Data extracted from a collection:
Segment Open
PR #4698, opened 2026-04-20
 feat(plots): add ax parameter to shap.plots.waterfall

### LINKED ISSUE #4697: ENH: shap.plots.waterfall does not accept an ax parameter, making subplot grids impossible
### Problem Description

Every modern SHAP plot (beeswarm, bar, scatter, heatmap, violin) accepts an ax parameter so it can be drawn into a caller-supplied matplotlib.axes.Axes object. shap.plots.waterfall does not — it hard-codes plt.gcf() / plt.gca() throughout, which means users cannot embed waterfall plots in plt.subplots() grids. A common use case (comparing two predictions side-by-side with fig, (ax1, ax2) = plt.subplots(1, 2)) is currently impossible without ugly monkey-patching.

### Alternative Solutions

_No response_

### Additional Context

_No response_

### Feature request checklist

ritankarsaha:
## Overview

Closes #4697 

Adds ax=None to shap.plots.waterfall, matching the interface already offered by bar, beeswarm, scatter, heatmap, and violin.
Changes:
  - shap/plots/_waterfall.py: Added ax=None parameter. When ax is None (default), behaviour is identical to before — plt.gca() is used and the figure is auto-sized. When an Axes is passed, the plot renders into it and the figure is not resized. All internal plt.xxx() calls replaced with ax.xxx() / fig.xxx() equivalents. Return value changed from plt.gca() to ax (still the same object in the default case, now guaranteed to be the passed-in axes).
  - tests/plots/test_waterfall.py: Added test_waterfall_ax_parameter which creates a 1×2 subplot grid, draws two waterfall plots into each cell, asserts the returned axes is the one passed in, and asserts figure size was not altered.
- Backward compatibility: Fully backward-compatible — ax=None default preserves all existing behaviour.

## Checklist

### DIFF
--- a/shap/plots/_waterfall.py
+++ b/shap/plots/_waterfall.py
@@ -13,7 +13,7 @@ from ._style import get_style
 # plot that is associated with that feature get overlaid on the plot...it would quickly allow users to answer
 # why a feature is pushing down or up. Perhaps the best way to do this would be with an ICE plot hanging off
 # of the bar...
-def waterfall(shap_values, max_display=10, show=True):
+def waterfall(shap_values, max_display=10, show=True, ax=None):
     """Plots an explanation of a single prediction as a waterfall plot.
 
     The SHAP value of a feature represents the impact of the evidence provided by that feature on the model's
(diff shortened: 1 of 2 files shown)


ritankarsaha:
@CloseChoice can you please take a look into this PR ?

PR #4719, opened 2026-04-21
Add type stubs for C extension utilities

Avichal296:
Add type stubs for C extension utilities module


daidahao:
@Avichal296 Thanks for the PR. But I would advise NOT tracking cutils stub because it is auto generated from nanobind. Also, the PR contains unrelated code.

Avichal296:
@daidahao Thanks for the feedback! I've updated the PR to include only relevant test cases for shap.utils.image, improved assertions, and added edge case coverage.

PR #4726, opened 2026-04-21
FIX: avoid mutable default argument in SequentialPerturbation

### LINKED ISSUE #4723: Improve code quality in SequentialPerturbation (mutable default argument and minor clarity fixes)
Hi! While going through the benchmarking code, I noticed a small improvement in the SequentialPerturbation implementation.

In the __call__ method, the parameter `indices=[]` uses a mutable default argument. In Python, mutable defaults can lead to unexpected behavior across multiple function calls since the same object is reused.

It might be safer to replace it with:
    indices=None
and initialize it inside the function:
    if indices is None:
        indices = []

Additionally, I noticed a minor improvement opportunity in one of the error messages:
"DataFrame arguments dont iterate correctly"

→ could be updated for clarity and grammar.

These are small changes but can improve code safety and readability.

I'd be happy to work on this and submit a PR if this sounds good.

ashwinkothavade:
## Summary

Closes #4723.

Two small code-quality fixes in `shap/benchmark/_sequential.py`:

1. **Mutable default argument** — `SequentialPerturbation.__call__` had `indices=[]`. This is the classic Python footgun: the default list is shared across all calls. It is currently latent because the parameter is not consumed in the function body, but leaving it as `[]` is a trap for the next person who adds code that mutates it. Changed to `indices=None`, matching the recommendation in the issue. No caller is affected.
2. **Error message grammar** — `"DataFrame arguments dont iterate correctly, pass numpy arrays instead!"` → `"DataFrame arguments don't iterate correctly; please pass numpy arrays instead."`

I noticed `indices` (and `y`) appear to be unused within `__call__`. I left them in place to keep this PR minimal; happy to open a follow-up to remove the dead parameters if maintainers agree.

## Tests

Added `tests/benchmark/test_sequential.py` with two regression tests:
- `test_sequential_perturbation_indices_default_is_not_mutable` — pins the default via `inspect.signature`.
- `test_sequential_masker_rejects_dataframe_with_clear_message` — exercises the `TypeError` path and matches the new message.

## Local verification

- `ruff check` and `ruff format --check` both pass on the modified files.
- Full pytest was not run locally (the C extension requires CMake which I don't have set up on this machine). Relying on CI for the test run.

### DIFF
--- a/shap/benchmark/_sequential.py
+++ b/shap/benchmark/_sequential.py
@@ -17,7 +17,7 @@ class SequentialMasker:
     def __init__(self, mask_type, sort_order, masker, model, *model_args, batch_size=500):
         for arg in model_args:
             if isinstance(arg, pd.DataFrame):
-                raise TypeError("DataFrame arguments dont iterate correctly, pass numpy arrays instead!")
+                raise TypeError("DataFrame arguments don't iterate correctly; please pass numpy arrays instead.")
 
         # convert any DataFrames to numpy arrays
         # self.model_arg_cols = []
@@ -91,7 +91,7 @@ class SequentialPerturbation:
         explanation,
         *model_args,
         percent=0.01,
-        indices=[],
+        indices=None,
         y=None,
         label=None,
         silent=False,
--- a/tests/benchmark/test_sequential.py
+++ b/tests/benchmark/test_sequential.py
@@ -1,0 +1,32 @@
+"""Tests for shap.benchmark._sequential."""
+
+import inspect
+
+import numpy as np
+import pandas as pd
+import pytest
+
+from shap.benchmark._sequential import SequentialMasker, SequentialPerturbation
+from shap.maskers import Independent
+
+
+def _model(x):
+    return x.sum(axis=-1)
+
+
+def test_sequential_perturbation_indices_default_is_not_mutable():
+    # Regression test for https://github.com/shap/shap/issues/4723.
+    # A mutable default argument would be shared across calls and could cause
+    # cross-call state bleed if the function body is ever changed to mutate it.
+    default = inspect.signature(SequentialPerturbation.__call__).parameters["indices"].default
+    assert default is None
+
+
+def test_sequential_masker_rejects_dataframe_with_clear_message():
+    rs = np.random.RandomState(0)
+    X = rs.random((4, 3))
+    df = pd.DataFrame(X, columns=["a", "b", "c"])
+    masker = Independent(X)
+
+    with pytest.raises(TypeError, match=r"don't iterate correctly"):
+        SequentialMasker("keep", "positive", masker, _model, df)
--- a/tests/benchmark/test_sequential.py
+++ b/tests/benchmark/test_sequential.py
@@ -1,25 +1,15 @@
 """Tests for shap.benchmark._sequential."""
 
-import inspect
-
 import numpy as np
 import pandas as pd
 import pytest
 
-from shap.benchmark._sequential import SequentialMasker, SequentialPerturbation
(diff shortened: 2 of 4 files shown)


tests/benchmark/test_sequential.py
```diff
@@ -0,0 +1,32 @@
...
+
+def _model(x):
+    return x.sum(axis=-1)
+
+
+def test_sequential_perturbation_indices_default_is_not_mutable():
+    # Regression test for https://github.com/shap/shap/issues/4723.
+    # A mutable default argument would be shared across calls and could cause
+    # cross-call state bleed if the function body is ever changed to mutate it.
+    default = inspect.signature(SequentialPerturbation.__call__).parameters["indices"].default
```
tylerjereddy: I'd recommend just using the `ruff` rule that prevents this instead of rolling your own detection for it--see: https://docs.astral.sh/ruff/rules/mutable-argument-default/

That rule is used by many Python OSS projects.

shap/benchmark/_sequential.py
```diff
@@ -91,7 +91,7 @@ def __call__(
         explanation,
         *model_args,
         percent=0.01,
-        indices=[],
+        indices=None,
```
tylerjereddy, line 94: Just a drive by review, but usually when making this change, one needs to set the "old default" in the source below when `None` is present.

tylerjereddy (changes requested):

tests/benchmark/test_sequential.py
ashwinkothavade: @tylerjereddy 
Good call — `B` isn't currently in `[tool.ruff.lint.select]` in `pyproject.toml`, so I'll enable `B006` via `extend-select` and drop my custom `inspect.signature` test (the lint rule makes it redundant).

Running `ruff check --select B006 .` on current master flags 4 other sites:

- `shap/benchmark/_explanation_error.py:92` — same pattern, `indices=[]` in `__call__`, and `indices` is likewise unused in the body
- 2 cells in `notebooks/overviews/Be careful when interpreting predictive models...ipynb`
- 1 cell in `notebooks/tabular_examples/model_agnostic/Simple California Demo.ipynb`

Plan for this PR:

- fix `_explanation_error.py` the same way as `_sequential.py`
- add a per-file-ignore for the notebook cells (they're reader-facing example code; I'd rather not quietly change behaviour there as part of a lint-adoption PR — happy to open a separate notebook PR if useful)
- remove my `test_sequential_perturbation_indices_default_is_not_mutable` — superseded by the lint rule
- keep `test_sequential_masker_rejects_dataframe_with_clear_message` (covers the grammar fix)

If you'd rather I enable the full `B` ruleset instead of just `B006`, say the word — I just didn't want to bundle surprises into this PR.

shap/benchmark/_sequential.py
ashwinkothavade: @tylerjereddy 
Agreed on the general pattern. In this specific spot `indices` isn't referenced anywhere in the body of `__call__` — same story at `shap/benchmark/_explanation_error.py:92` (also flagged by B006). So `if indices is None: indices = []` here would be dead code shadowing a dead parameter.

Two options:

a) Leave as `indices=None` in both sites and flag the unused parameter in the PR description as a candidate for a follow-up cleanup (minor breaking change if anyone is passing it as a kwarg, though since it's a no-op the behavioural impact is zero).

b) Remove `indices` (and `y` in `_sequential.__call__`, which is also unused) in this PR.

Leaning toward (a) to keep the PR surgical and let maintainers weigh in on the removal separately, but happy to do (b) here if you'd prefer. What's your call?

PR #2096, opened 2025-04-08
feat: configure tool level permission in CLI

yingjiehe-xyz:
Test:

```
┌   goose-configure 
│
│  Goose Settings 
│
◇  What setting would you like to configure?
│  Tool Permission 
│
◇  Choose an extension to configure tools
│  developer 
│
◇  Choose a tool to update permission
│  developer__screen_capture 
│
└  Configuring tool: developer__screen_capture, Current permission level: Always Allow
◇  Set permission level for tool developer__screen_capture
│  Always Allow 
│
└  Updated permission level for tool developer__screen_capture to Always Allow.
```


wendytang (approved):
Nice!

PR #2099, opened 2025-04-09
Make GOOSE_CLI_THEME persist to config file and stick for future session

sana-db:
Previously, theme was not persisted across sessions because it was reading from an environment variable. Now, theme is also stored in config and read from there.

Testing:
Changed to Light mode in a session:
Screenshot 2025-04-08 at 5 20 30 PM

In a new terminal, started a new session and verified it stayed in light mode:
Screenshot 2025-04-08 at 5 22 48 PM

### DIFF
--- a/crates/goose-cli/src/session/output.rs
+++ b/crates/goose-cli/src/session/output.rs
@@ -26,7 +26,7 @@ impl Theme {
         }
     }
 
-    fn from_string(val: &str) -> Self {
+    fn from_config_str(val: &str) -> Self {
         if val.eq_ignore_ascii_case("light") {
             Theme::Light
         } else if val.eq_ignore_ascii_case("ansi") {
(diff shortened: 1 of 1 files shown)


crates/goose-cli/src/session/output.rs
```diff
@@ -25,26 +25,42 @@ impl Theme {
...
     );
 }
 
 pub fn set_theme(theme: Theme) {
+    let config = Config::global();
+    config
+        .set_param(
+            "GOOSE_CLI_THEME",
+            Value::String(match theme {
+                Theme::Light => "light".to_string(),
```
hasnain-db: should this be moved to a to_config_str function above?

salman1993 (approved):
🙏🏼

salman1993:
`cargo clippy` is failing:
```
error: methods with the following characteristics: (`to_*` and `self` type is `Copy`) usually take `self` by value
  --> crates/goose-cli/src/session/output.rs:39:25
   |
39 |     fn to_config_string(&self) -> String {
   |                         ^^^^^
   |
   = help: consider choosing a less ambiguous name
   = help: for further information visit https://rust-lang.github.io/rust-clippy/master/index.html#wrong_self_convention
   = note: `-D clippy::wrong-self-convention` implied by `-D warnings`
   = help: to override `-D warnings` add `#[allow(clippy::wrong_self_convention)]`
```

PR #2102, opened 2025-04-09
feat: auto-initialize goose config.yaml

alexhancock:
* Sets up code in the goose app where we can autopopulate `~/.config/goose/config.yaml` from an `init-config.yaml` present at the workspace route if it exists


crates/goose-server/src/routes/config_management.rs
```diff
@@ -320,6 +323,73 @@ pub async fn providers(
...
+
+    let config = Config::global();
+    
+    // 200 if config already exists
+    if config.exists() {
+        return Ok(Json("Config already exists".to_string()));
+    }
+
+    // Find the workspace root (where the top-level Cargo.toml with [workspace] is)
+    let workspace_root = match std::env::current_exe() {
```
alexhancock, line 346: @salman1993 @lily-de @baxen Let me know if there is a cleaner/simpler way to do this in rust. Will happily replace it in a followup PR!

PR #2113, opened 2025-04-09
Feature/azure credential chain

mpaquettePax8:
# Azure OpenAI Provider: Add Support for Azure Credential Chain

## Overview
This PR adds support for using the Azure credential chain with the Azure OpenAI provider. This allows users to authenticate using Azure CLI credentials or other Azure authentication methods when an API key is not provided.

### Authentication Flow
- Made `AZURE_OPENAI_API_KEY` optional in the provider configuration
- Added `AzureAuth` struct to handle both API key and default credential authentication
- Implemented token caching and refresh logic for Azure credentials
- Added proper error handling for authentication failures

### Configuration Updates
- Updated provider metadata to mark API key as optional
- Updated documentation to clarify that the API key is optional
- Added a new documentation section explaining the Azure credential chain functionality
- Added support for falling back to Azure credential chain when API key is not provided
- Maintained backward compatibility for existing API key authentication

### Retry and Error Handling
- Implemented exponential backoff for rate limit errors
- Added proper handling for various HTTP status codes (408, 429)
- Enhanced error logging for authentication and request failures
- Added token refresh on each retry attempt to handle token expiration

### Code Quality
- Added debug logging for important error cases
- Improved error messages for better debugging
- Maintained existing logging for usage data errors
- Fixed code formatting in Azure provider files

## Testing Done
- Verified authentication works with:
  - API key provided
  - Azure CLI credentials (no API key)
- Tested rate limit handling and retries
- Confirmed proper error handling for various failure scenarios

## Breaking Changes
None. This change maintains backward compatibility with existing API key authentication while adding support for Azure credential chain.

## Usage Example
Users can now configure the Azure OpenAI provider in two ways:

1. With API key (existing method):
```bash
goose configure
# Enter AZURE_OPENAI_API_KEY, AZURE_OPENAI_ENDPOINT, and AZURE_OPENAI_DEPLOYMENT_NAME
```

2. With Azure credentials (new method):
```bash
az login  # Login with Azure CLI
goose configure
# Only enter AZURE_OPENAI_ENDPOINT and AZURE_OPENAI_DEPLOYMENT_NAME
# Leave AZURE_OPENAI_API_KEY empty to use Azure credential chain
```

## Documentation Updates
- Added a dedicated section in the documentation explaining the Azure OpenAI Credential Chain feature
- Updated the provider table to mark the API key as optional
- Updated the provider description to mention support for both authentication methods


crates/goose/src/providers/azure.rs
```diff
@@ -18,15 +21,33 @@ pub const AZURE_DOC_URL: &str =
...
+#[derive(Debug)]
 pub struct AzureProvider {
-    #[serde(skip)]
     client: Client,
+    auth: AzureAuth,
     endpoint: String,
-    api_key: String,
     deployment_name: String,
     api_version: String,
-    model: ModelConfig,
```
lilydelalande, line 29: is there a reason this was removed?

crates/goose-cli/src/commands/configure.rs
```diff
@@ -266,49 +262,115 @@ pub async fn configure_provider_dialog() -> Result<bool, Box<dyn Error>> {
                     Ok(_) => {
                         let _ = cliclack::log::info(format!("{} is already configured", key.name));
                         if cliclack::confirm("Would you like to update this value?").interact()? {
-                            let new_value: String = if key.secret {
-                                cliclack::password(format!("Enter new value for {}", key.name))
-                                    .mask('▪')
-                                    .interact()?
+                            let prompt = if key.required {
```
michaelneale: I don't quite follow why there are cli changes when it is azure specific  - what would be effect on other providers?

michaelneale (changes requested):

ahau-square:
The path where you don't enter an API key and it falls back to Azure Auth doesn't seem to be working for me - suggesting still that the key is required

image

crates/goose-cli/src/commands/configure.rs
ahau-square: +1 here, definitely appreciate the effort to still allow users to input their api keys via CLI dialog! But I think we could instead just leave the CLI as it is, remove the API key as required, and allow users to set the api key via their env var if they want to which should get picked up by the provider. That should hopefully simplify this

This would be similar to how the bedrock provider is implemented: https://github.com/block/goose/blob/main/crates/goose/src/providers/bedrock.rs

ahau-square (changes requested):

crates/goose/src/providers/azure.rs
mpaquettePax8: ah no this should be reverted so we use the model the user specifies

crates/goose-cli/src/commands/configure.rs
mpaquettePax8: On it!

ahau-square:
Thank you for this contribution, merged in this PR: https://github.com/block/goose/pull/2413 ! Sorry it took a while to take a look at this but looks great!

PR #2117, opened 2025-04-09
draft: enable extension from ui

wendytang:


wendytang:
@lily-de wondering if you had any advice on: how should we handle updating the settings page when an extension is enabled in session? 
image

wendytang:
*frontend tools discussion*

ui/desktop/src/components/ExtensionConfirmation.tsx
```diff
@@ -0,0 +1,85 @@
+import React, { useState } from 'react';
```
ahau-square, line 1: this seems like a really similar component to the toolcallconfirmation.tsx component just with some different text, maybe create a more generalizable component and pass in the desired text as parameters so we don't duplicate components?

ahau-square (approved):

ahau-square:
> @lily-de wondering if you had any advice on: how should we handle updating the settings page when an extension is enabled in session? image

hm when you toggle from settings though, then the config.yaml would also be updated right? (could be ok but that's not what the cli does right now)

lilydelalande:
@ahau-square @wendytang 
> hm when you toggle from settings though, then the config.yaml would also be updated right? (could be ok but that's not what the cli does right now)

yeah what i was going to recommend was just update the config.yaml via functions exposed in `ConfigContext.tsx` and it will reflect in the settings page, but if the CLI is not updating the config then I guess we have a few options 

1. Update the config and create a new field called `temp` or something -- idk if this is possible but we can add some clean up processes that run when you close the window or the app. If the user opens a new window while previous session is ongoing (that added the temp extensions) we don't load extensions labeled with `temp` in the config 
2. We introduce session-specific tmp config -- probably merits bigger discussion but this is a good way for us to start to manage sessions with different states 
3. We just add them to the config anyway 
4. We add these extensions to localStorage in such a way that the storage is cleared when the session closes (consult with @alexhancock -- we really want to avoid this for non-UI specific configuration)

PR #2055, opened 2025-04-07
Gooselings in UI (name tbd)

zakiali:
Add's updated support for gooselings/mini agents/custom agents in the UI. Some updates:
- Allow users to add a name/description
- Add extensions to the created agent, and handle their state internally
- Updated agent editor

demo:
https://github.com/user-attachments/assets/03b40713-2972-4d30-a08b-78790cf92f94

PR #2119, opened 2025-04-09
UI Recipe/Custom Agents

zakiali:
add updated support for mini agents/custom agents in the UI. Some updates:

Allow users to add a name/description
Add extensions to the created agent, and handle their state internally
Updated agent editor
demo:
https://github.com/user-attachments/assets/03b40713-2972-4d30-a08b-78790cf92f94

https://github.com/block/goose/pull/2055


crates/goose-cli/src/session/mod.rs
```diff
@@ -500,6 +500,39 @@ impl Session {
                         }
                     }
 
+                    continue;
+                }
+                InputResult::Recipe(filepath_opt) => {
```
kalvinnchau: rebase/merge mess up? https://github.com/block/goose/blob/305c15225e8cb41a0c0520610bb4f19a15ee0e6f/crates/goose-cli/src/session/mod.rs#L472-L537

looks like this section is duplicated

crates/goose-server/src/routes/recipe.rs
```diff
@@ -0,0 +1,87 @@
...
+
+            Ok(Json(CreateRecipeResponse {
+                recipe: Some(recipe),
+                error: None,
+            }))
+        }
+        Err(e) => Ok(Json(CreateRecipeResponse {
+            recipe: None,
+            error: Some(e.to_string()),
+        })),
```
kalvinnchau: is this returning a HTTP 200, but error in the payload? should this be a 400?

kalvinnchau:
some UI notes:
Error page for dark mode doesn't flip font colors:
image
image


creating a custom agent while on dark mode, has all subsequent pages in light mode:
* pending page (laying an egg) is light mode
* create custom agent is light mode
* all the editing pages of activities, instructions, extensions are all light mode

little agent info, dark mode text not showing:
image
image

ui/desktop/src/App.tsx
kalvinnchau, line 1: still see botconfig references, should those be renamed too?

ui/desktop/src/components/Splash.tsx
```diff
@@ -2,18 +2,36 @@ import React from 'react';
...
+            <div className="relative text-textStandard mb-12">
+              <div className="w-min animate-[flyin_2s_var(--spring-easing)_forwards]">
+                <GooseLogo />
+              </div>
+            </div>
 
-        <div className="flex">
-          <SplashPills append={append} activities={activities} />
+            <div className="flex">
+              <SplashPills append={append} activities={activities} />
```
kalvinnchau, line 35: do we want to do any truncation or `....` for long pills?
image

ui/desktop/src/recipe/index.ts
```diff
@@ -0,0 +1,59 @@
+import { Message } from '../types/message';
```
kalvinnchau, line 1: could we make use of the openapi type generation so that we have the rust structs mapped 1:1 with typescript?

would need to add all the relevant stuff to https://github.com/block/goose/blob/main/crates/goose-server/src/openapi.rs, and the macros to the various structs that are in use

kalvinnchau (approved):

lilydelalande:
We found that when a URL with recipe configuration is processed:

1. If the Goose app is not running, it starts up and properly creates a window with the recipe config.
2. If the Goose app is running but has no windows open, it correctly creates a new window with the recipe config.
3. If the Goose app is running with windows already open, it attempts to process the recipe config in an existing window rather than creating a new one as intended.

Added some changes to main.ts to address but didn't push

PR #2120, opened 2025-04-10
Added nvmrc for our node version

zanesq:
Added nvmrc for our node version so we're all on the same page. Will update readme later with more info.


kalvinnchau (approved):
nice, should also add in package.json https://docs.npmjs.com/cli/v11/configuring-npm/package-json#engines too?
Segment Closed
_What is being asked:_
Report how many lines of the records hold the word "Screenshot", and supply no other text.

_Expected answer:_
2